**Records shown**
++++++++

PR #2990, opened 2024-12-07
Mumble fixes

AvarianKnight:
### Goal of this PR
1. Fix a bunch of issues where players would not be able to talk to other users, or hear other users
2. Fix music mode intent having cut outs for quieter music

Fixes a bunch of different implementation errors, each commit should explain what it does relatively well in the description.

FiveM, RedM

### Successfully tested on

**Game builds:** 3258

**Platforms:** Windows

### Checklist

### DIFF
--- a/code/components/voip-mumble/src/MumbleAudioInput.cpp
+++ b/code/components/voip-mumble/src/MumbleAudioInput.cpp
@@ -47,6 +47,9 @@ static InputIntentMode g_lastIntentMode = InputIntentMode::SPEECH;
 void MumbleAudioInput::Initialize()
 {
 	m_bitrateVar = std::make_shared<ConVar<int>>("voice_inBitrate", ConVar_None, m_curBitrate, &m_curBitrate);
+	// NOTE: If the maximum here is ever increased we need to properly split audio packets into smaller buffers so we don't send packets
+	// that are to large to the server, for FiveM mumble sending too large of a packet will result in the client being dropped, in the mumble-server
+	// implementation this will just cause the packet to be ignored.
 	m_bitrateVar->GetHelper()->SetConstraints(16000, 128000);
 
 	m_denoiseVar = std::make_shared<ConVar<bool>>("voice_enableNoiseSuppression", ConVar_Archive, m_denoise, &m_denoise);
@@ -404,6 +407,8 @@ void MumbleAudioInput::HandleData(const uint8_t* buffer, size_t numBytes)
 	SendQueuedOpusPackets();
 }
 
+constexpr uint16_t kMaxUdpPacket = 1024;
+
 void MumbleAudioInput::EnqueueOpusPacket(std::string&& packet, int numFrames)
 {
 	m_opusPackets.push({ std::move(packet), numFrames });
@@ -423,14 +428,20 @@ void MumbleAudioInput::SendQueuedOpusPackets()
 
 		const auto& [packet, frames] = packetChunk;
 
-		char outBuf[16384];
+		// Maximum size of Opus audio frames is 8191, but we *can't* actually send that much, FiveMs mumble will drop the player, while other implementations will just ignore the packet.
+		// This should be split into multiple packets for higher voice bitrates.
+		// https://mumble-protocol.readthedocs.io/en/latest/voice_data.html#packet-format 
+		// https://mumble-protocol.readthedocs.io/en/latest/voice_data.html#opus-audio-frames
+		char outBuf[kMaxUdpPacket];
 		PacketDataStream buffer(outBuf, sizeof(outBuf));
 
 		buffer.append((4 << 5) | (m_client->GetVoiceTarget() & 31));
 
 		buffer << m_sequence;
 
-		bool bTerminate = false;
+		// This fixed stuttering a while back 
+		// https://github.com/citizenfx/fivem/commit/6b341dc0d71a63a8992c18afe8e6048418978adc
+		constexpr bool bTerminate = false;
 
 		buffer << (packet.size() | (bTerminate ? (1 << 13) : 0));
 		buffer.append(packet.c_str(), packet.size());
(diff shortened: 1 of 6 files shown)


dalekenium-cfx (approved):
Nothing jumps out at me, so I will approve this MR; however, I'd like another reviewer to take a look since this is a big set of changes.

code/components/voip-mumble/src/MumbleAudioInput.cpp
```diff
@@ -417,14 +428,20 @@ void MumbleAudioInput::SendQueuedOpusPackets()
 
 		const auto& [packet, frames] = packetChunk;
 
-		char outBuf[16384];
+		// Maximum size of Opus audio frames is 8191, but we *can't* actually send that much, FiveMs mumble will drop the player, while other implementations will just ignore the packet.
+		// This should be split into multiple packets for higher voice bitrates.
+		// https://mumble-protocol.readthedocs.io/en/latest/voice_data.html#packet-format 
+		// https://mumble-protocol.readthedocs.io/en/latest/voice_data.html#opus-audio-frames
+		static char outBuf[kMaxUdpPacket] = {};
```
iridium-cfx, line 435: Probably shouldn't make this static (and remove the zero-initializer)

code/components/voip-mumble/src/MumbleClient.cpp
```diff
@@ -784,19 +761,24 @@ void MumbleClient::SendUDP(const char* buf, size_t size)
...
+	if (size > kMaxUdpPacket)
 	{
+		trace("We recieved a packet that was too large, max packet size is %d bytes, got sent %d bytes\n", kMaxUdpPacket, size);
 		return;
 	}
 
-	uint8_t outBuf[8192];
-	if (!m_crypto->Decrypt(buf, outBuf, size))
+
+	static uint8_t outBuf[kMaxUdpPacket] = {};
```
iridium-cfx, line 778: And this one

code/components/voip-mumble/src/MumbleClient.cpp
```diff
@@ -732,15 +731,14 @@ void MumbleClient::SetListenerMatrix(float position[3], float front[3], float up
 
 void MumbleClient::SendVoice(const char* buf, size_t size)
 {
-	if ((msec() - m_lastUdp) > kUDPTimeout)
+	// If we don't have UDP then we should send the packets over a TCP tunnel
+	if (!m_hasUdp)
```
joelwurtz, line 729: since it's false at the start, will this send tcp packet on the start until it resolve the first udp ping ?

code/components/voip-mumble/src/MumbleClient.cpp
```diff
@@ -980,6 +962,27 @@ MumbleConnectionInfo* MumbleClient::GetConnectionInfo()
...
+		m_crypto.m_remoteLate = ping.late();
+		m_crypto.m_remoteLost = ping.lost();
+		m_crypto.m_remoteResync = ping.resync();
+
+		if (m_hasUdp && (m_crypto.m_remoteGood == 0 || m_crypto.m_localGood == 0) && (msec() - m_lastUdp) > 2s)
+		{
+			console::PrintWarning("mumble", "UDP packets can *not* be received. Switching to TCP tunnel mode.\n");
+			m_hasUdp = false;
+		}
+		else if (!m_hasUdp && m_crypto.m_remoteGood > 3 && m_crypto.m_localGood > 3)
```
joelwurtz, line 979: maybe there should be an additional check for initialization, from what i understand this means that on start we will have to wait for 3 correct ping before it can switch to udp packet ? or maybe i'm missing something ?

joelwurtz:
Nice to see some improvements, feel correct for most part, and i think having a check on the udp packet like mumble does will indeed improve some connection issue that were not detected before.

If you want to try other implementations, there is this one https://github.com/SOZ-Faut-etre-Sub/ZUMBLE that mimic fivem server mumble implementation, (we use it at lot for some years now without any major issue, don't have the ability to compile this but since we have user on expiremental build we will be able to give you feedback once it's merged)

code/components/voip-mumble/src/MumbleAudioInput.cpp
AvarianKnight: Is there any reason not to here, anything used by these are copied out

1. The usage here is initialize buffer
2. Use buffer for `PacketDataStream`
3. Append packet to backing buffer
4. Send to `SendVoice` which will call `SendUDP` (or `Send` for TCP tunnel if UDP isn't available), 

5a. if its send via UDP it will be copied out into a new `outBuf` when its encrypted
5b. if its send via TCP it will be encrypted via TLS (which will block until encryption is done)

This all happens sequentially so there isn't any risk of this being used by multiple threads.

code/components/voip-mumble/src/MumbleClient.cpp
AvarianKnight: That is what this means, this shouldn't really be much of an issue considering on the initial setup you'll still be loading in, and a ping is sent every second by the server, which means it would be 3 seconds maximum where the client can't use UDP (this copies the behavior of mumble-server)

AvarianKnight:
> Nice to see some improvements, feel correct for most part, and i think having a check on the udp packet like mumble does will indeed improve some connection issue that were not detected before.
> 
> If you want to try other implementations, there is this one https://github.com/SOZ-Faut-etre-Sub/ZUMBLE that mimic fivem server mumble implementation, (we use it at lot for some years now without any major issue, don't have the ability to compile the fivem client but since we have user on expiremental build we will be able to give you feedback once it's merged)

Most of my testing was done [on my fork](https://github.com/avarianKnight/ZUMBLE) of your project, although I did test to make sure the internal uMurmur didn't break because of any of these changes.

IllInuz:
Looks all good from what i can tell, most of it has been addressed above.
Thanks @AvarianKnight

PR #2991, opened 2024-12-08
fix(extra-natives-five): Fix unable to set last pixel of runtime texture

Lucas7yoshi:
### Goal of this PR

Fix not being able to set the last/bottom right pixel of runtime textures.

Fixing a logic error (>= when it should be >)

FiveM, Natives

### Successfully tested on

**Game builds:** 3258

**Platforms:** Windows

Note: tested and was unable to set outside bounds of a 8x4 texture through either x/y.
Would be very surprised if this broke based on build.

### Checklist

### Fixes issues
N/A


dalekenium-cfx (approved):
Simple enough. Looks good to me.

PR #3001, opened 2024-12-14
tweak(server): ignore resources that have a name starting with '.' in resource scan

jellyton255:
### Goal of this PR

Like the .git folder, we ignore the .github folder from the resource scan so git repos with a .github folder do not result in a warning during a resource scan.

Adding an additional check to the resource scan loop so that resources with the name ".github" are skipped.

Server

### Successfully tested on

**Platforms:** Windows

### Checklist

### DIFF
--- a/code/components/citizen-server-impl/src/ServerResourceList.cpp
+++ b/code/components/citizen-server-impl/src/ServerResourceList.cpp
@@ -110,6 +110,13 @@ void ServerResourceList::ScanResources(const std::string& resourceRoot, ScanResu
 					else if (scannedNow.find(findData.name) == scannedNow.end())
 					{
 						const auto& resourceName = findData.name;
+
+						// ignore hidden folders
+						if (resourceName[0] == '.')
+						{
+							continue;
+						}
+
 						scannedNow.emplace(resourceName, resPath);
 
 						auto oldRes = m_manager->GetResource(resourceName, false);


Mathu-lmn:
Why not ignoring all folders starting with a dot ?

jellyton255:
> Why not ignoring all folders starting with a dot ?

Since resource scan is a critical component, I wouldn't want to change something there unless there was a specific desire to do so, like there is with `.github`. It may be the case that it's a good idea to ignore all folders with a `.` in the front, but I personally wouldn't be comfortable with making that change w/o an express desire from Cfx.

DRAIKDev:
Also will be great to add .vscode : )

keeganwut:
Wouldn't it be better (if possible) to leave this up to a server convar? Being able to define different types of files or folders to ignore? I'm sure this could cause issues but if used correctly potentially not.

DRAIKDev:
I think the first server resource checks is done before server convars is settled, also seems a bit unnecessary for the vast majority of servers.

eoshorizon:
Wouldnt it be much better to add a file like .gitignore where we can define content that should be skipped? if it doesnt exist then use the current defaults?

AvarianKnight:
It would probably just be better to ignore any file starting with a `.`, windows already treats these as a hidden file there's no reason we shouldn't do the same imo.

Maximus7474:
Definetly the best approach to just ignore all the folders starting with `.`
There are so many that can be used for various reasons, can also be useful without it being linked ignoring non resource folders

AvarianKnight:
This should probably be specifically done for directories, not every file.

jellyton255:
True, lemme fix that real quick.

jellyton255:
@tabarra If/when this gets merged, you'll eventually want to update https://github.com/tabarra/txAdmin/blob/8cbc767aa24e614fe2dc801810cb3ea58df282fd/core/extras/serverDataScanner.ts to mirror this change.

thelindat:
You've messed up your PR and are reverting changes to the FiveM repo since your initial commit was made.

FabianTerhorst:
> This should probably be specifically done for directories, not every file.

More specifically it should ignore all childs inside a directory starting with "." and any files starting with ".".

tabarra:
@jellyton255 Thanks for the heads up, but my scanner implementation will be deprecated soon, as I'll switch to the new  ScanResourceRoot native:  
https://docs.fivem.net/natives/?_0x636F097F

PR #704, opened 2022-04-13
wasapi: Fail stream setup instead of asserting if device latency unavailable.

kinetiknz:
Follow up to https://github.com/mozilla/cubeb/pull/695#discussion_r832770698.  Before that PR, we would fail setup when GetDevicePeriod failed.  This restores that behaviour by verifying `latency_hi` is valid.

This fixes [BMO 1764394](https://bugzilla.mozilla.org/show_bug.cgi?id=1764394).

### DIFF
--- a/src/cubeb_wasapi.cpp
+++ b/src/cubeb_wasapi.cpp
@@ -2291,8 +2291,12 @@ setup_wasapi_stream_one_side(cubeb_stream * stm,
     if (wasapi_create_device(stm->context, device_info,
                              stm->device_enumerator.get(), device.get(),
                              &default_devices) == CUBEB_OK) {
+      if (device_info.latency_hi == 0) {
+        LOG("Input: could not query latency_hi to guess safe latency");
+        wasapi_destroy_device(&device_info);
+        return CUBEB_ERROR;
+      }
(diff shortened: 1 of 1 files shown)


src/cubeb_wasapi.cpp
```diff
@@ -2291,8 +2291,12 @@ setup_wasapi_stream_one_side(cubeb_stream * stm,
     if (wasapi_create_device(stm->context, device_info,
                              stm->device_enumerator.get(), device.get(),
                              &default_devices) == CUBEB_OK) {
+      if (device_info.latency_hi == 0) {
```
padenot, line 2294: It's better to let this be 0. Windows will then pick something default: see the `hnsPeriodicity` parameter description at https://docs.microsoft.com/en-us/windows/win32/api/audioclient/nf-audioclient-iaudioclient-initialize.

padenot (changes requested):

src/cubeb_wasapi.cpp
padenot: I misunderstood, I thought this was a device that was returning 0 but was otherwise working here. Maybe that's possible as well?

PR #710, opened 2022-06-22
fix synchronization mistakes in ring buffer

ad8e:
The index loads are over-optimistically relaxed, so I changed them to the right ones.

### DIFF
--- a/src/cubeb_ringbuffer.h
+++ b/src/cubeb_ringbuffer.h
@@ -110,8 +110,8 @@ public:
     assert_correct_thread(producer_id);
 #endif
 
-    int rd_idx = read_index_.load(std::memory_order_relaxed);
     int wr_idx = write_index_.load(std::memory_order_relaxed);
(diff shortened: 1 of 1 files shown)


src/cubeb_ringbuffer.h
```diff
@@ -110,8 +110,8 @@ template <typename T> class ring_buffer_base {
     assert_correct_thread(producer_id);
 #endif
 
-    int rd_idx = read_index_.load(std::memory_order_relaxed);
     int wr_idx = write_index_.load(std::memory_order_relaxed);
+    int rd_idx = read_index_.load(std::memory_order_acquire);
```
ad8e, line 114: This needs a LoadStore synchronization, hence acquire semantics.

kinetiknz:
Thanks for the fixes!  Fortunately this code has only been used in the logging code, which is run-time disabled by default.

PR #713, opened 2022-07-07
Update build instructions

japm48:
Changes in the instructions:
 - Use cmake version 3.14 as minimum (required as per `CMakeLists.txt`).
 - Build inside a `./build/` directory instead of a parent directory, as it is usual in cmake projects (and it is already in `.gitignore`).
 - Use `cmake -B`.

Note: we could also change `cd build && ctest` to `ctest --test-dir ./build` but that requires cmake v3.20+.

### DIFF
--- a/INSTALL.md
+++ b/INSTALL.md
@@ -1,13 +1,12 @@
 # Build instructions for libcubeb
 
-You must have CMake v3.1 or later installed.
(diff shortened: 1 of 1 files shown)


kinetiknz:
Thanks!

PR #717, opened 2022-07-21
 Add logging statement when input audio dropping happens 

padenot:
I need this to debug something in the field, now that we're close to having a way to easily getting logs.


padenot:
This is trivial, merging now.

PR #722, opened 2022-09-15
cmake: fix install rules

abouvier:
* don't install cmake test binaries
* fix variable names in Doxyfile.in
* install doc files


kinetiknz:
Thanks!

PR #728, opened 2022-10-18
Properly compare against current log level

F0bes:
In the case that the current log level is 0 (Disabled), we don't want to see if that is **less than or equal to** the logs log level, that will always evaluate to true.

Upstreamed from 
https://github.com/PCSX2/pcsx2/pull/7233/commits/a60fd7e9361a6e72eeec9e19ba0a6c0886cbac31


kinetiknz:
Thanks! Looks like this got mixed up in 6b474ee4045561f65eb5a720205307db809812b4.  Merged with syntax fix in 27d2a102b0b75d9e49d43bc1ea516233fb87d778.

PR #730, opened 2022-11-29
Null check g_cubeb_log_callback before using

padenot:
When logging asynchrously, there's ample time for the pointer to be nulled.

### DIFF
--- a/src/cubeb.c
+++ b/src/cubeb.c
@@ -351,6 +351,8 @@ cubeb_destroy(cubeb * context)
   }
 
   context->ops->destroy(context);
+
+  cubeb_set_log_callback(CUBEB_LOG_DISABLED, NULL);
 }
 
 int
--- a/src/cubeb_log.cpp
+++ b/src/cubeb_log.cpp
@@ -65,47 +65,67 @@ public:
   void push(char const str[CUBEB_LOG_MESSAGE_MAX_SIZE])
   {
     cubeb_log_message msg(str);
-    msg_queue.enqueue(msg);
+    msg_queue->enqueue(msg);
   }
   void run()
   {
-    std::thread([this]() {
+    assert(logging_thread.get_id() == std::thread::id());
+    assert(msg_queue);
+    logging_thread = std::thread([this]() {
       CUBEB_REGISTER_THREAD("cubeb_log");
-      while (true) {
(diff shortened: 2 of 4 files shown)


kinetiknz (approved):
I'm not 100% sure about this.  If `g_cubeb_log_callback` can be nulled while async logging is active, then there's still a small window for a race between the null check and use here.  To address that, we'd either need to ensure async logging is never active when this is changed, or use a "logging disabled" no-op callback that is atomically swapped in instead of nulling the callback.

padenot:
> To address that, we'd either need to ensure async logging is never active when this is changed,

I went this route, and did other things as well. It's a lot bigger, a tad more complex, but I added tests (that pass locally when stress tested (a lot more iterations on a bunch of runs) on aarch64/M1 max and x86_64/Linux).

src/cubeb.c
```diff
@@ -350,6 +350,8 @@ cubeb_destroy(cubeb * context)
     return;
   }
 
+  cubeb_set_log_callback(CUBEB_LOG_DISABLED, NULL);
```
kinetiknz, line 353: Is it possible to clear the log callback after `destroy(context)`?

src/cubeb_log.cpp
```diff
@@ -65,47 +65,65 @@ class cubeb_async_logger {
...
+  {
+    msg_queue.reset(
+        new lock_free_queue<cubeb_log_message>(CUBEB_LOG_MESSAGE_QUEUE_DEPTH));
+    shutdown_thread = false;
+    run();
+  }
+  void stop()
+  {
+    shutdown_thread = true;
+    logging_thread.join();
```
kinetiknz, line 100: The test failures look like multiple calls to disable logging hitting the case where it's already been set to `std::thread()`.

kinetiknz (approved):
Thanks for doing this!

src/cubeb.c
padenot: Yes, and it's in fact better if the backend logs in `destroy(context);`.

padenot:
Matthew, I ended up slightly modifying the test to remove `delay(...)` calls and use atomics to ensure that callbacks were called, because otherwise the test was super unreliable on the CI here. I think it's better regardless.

++++++++

**Requirement**
Print the listing above from its first line through the line with "--- a/code/components/voip-mumble/src/MumbleAudioInput.cpp", and stop there.

**Reply to the task**
PR #2990, opened 2024-12-07
Mumble fixes

AvarianKnight:
### Goal of this PR
1. Fix a bunch of issues where players would not be able to talk to other users, or hear other users
2. Fix music mode intent having cut outs for quieter music

Fixes a bunch of different implementation errors, each commit should explain what it does relatively well in the description.

FiveM, RedM

### Successfully tested on

**Game builds:** 3258

**Platforms:** Windows

### Checklist

### DIFF
--- a/code/components/voip-mumble/src/MumbleAudioInput.cpp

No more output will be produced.